Effect of Surface Modification on the Luminescence of Individual Upconversion Nanoparticles

Abstract

AbstractLanthanide‐doped upconversion nanoparticles (UCNPs) hold promise for single‐molecule imaging owing to their excellent photostability and minimal autofluorescence. However, their limited water dispersibility, often from the hydrophobic oleic acid ligand during synthesis, is a challenge. To address this, various surface modification strategies' impact on single‐particle upconversion luminescence are studied. UCNPs are made hydrophilic through methods like ligand exchange with dye IR806, HCl or NOBF4 treatment, silica coating (SiO2 or mesoporous mSiO2), and self‐assembly with polymer of DSPE‐PEG or F127. The studies revealed that UCNPs modified with NOBF4 and DSPE‐PEG exhibited notably higher single‐particle brightness with minimal quenching (3% and 8%, respectively), followed by SiO2, F127, IR806, mSiO2, and HCl (84% quenching).
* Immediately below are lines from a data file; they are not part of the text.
PR #215, opened 2026-05-03
sqlite3: add dot-commands and -init/-batch invocation flags

subsetpark:
## Summary
Real `sqlite3` accepts a number of invocation shapes that just-bash's `sqlite3` didn't model. Agents and scripts shelling out to `sqlite3` regularly emit them, so getting an opaque misparse for them surfaces as a confusing failure rather than expected output.

Adds:
- **Dot-commands**: `.tables`, `.schema`, `.mode`, `.separator`, `.quit` / `.exit`. `.tables` and `.schema` are translated into `SELECT … FROM sqlite_master` queries; `.mode list|column|csv|…` toggles formatter state; `.separator` updates the column separator independently of `.mode` (matching real sqlite3); `.quit` / `.exit` short-circuit further input.
- **`-init <file>`** to run a SQL file before the inline command.
- **`-batch`** to run non-interactively.
- **Empty `ArrayBuffer` dbBuffer is coerced to `null`** so an empty file isn't treated as a corrupt database.
- **No-SQL guard** distinguishes absent vs. empty SQL so an empty heredoc doesn't print usage.

Coverage lives in four new test files plus extensions to `sqlite3.test.ts`:
- `sqlite3.dot-commands.test.ts` — dot-command parsing + execution
- `sqlite3.invocation-shapes.test.ts` — argv permutations agents pin against
- `sqlite3.flags.test.ts` — `-init` / `-batch` combinations
- `sqlite3.sql-features.test.ts` — SQL feature parity touched by the writeback worker changes

`docs/sqlite3-invocation-shapes.md` documents the supported shapes for downstream consumers.

## Test plan
- [x] `pnpm --filter just-bash exec vitest run src/commands/sqlite3/` — 15 files / 225 tests pass + 2 todo
- [x] `pnpm lint:fix` — clean

### DIFF
--- a/packages/just-bash/docs/sqlite3-invocation-shapes.md
+++ b/packages/just-bash/docs/sqlite3-invocation-shapes.md
@@ -1,0 +1,150 @@
+# sqlite3 invocation shapes — agent parity catalogue
+
+This index tracks how reasoning agents actually invoke `sqlite3` in production
+(via the `bash` tool) and our parity status. Source: a Braintrust review of
+~924 spans across the four `flowglad-pay-agent*` projects in 2026-04.
+
+Each shape maps to one or more pinning tests under
+`src/commands/sqlite3/sqlite3.{invocation-shapes,sql-features,dot-commands,flags}.test.ts`.
+If a test in this directory regresses, an agent in production has hit (or will
+hit) the same failure.
+
+This file is the **triage list** — the GitHub issue tracker is disabled on
+this fork, so deferred work lives here. Update the **Status** column when
+patches land.
+
+## Shell invocation shapes
+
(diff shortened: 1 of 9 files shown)


subsetpark:
Closing — the strict-layer dot-command preprocessor in this PR enforces a tighter contract than agent harnesses on top of just-bash were depending on (errors exit 1; line-only tokenization rejects `;`-separated dot-commands; unsupported/unknown commands fail rather than emitting in-band SELECTs; no SQL-string-literal awareness in the scanner). We're keeping the lenient char-scanner that already lives in worker.ts on the fork side. If we revisit this upstream we'll do it as a fresh PR that fixes those issues in the new layer rather than reverting the surface.

PR #218, opened 2026-05-06
perf(grep): 5–123× speedup via RE2 matcher reuse and literal pre-filter

Hazzng:
## Summary

Three layered optimisations in the regex engine and grep search loop that together produce a **5–123× speedup** on common grep patterns over a ~25k-line corpus, with all 2,051 directly-relevant tests passing.

## The investigation

Started with a benchmark report: `grep -ri 'async'` over 113 TypeScript files (25,956 lines) on a deployed sandbox API was taking **680 ms server-side**. Other "expensive" grep variants — `-rw`, `-rE` with alternation — were similarly slow at 476 ms and 823 ms. Simple greps (`-r 'interface'`, `-rn 'export'`) were fine (~20–40 ms). The pattern: anything that exercised RE2JS's case-insensitive, word-boundary, or alternation paths was 20–40× slower than expected.

### Issue 1 — RE2JS allocates a fresh Matcher per `test()`/`exec()` call

```ts
// before — src/regex/user-regex.ts
test(input: string): boolean {
    const matcher = this._re2.matcher(input);   // new RE2 Matcher every call
    return matcher.find();
}
```

For grep over 25 k lines, that's ~25,000 Matcher allocations per invocation — plus a second one per matched line for the column position (see Issue 3). RE2JS's per-Matcher setup cost dominates the actual matching work for short inputs.

### Issue 2 — `Matcher.resetMatcherInput(string)` is broken in re2js 1.2.1

The natural fix — cache the Matcher and rebind via \`resetMatcherInput(newInput)\` — silently corrupts grep:

```js
// re2js Matcher constructor wraps strings before assigning:
constructor(pattern, input) {
    if (input instanceof MatcherInputBase) this.resetMatcherInput(input);
    else if (Array.isArray(input))         this.resetMatcherInput(MatcherInput.utf8(input));
    else                                   this.resetMatcherInput(MatcherInput.utf16(input));  // ← string wrap
}

// but resetMatcherInput itself does NOT wrap:
resetMatcherInput(input) {
    this.matcherInput = input;        // raw string assigned directly
    this.reset();                     //   → reads this.matcherInput.length() — METHOD CALL
}                                     //   → string has .length (property), not .length() → TypeError
                                      //   → swallowed by grep's try/catch
                                      //   → 0 matches reported, no error surfaces
```

I hit this in the first version of the cache fix — the benchmark sped up but every grep returned 0 matches. The working fix: mutate the cached `Utf16MatcherInput.charSequence` field in place, then call `reset()`.

### Issue 3 — `searchContent` calls `test()` then `exec()` on the same line

```ts
// before — src/commands/search-engine/matcher.ts (default mode)
const matches = regex.test(line);          // RE2 find() #1
if (matches !== invertMatch) {
    regex.lastIndex = 0;
    const firstMatch = regex.exec(line);   // RE2 find() #2 — same line!
    const column = firstMatch.index + 1;
    // ...
}
```

`exec()` already returns null/non-null *and* the match position. Two `find()` calls per matched line is one too many.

HCl disrupted UCNPs's crystal lattice, weakening luminescence, while mSiO2 absorbed solvent molecules, causing luminescence quenching. Energy transfer to IR806 also reduced the brightness. Additionally, a prevalence of upconversion red emission over green is observed, with the red‐to‐green ratio increasing with irradiance. UCNPs coated with DSPE‐PEG exhibited the brightest single‐particle luminescence in water, retaining 48% of its original emission due to a lower critical micelle concentration and superior water protection. In summary, the investigation provides valuable insights into the role of surface chemistry on UCNPs at the single‐particle level.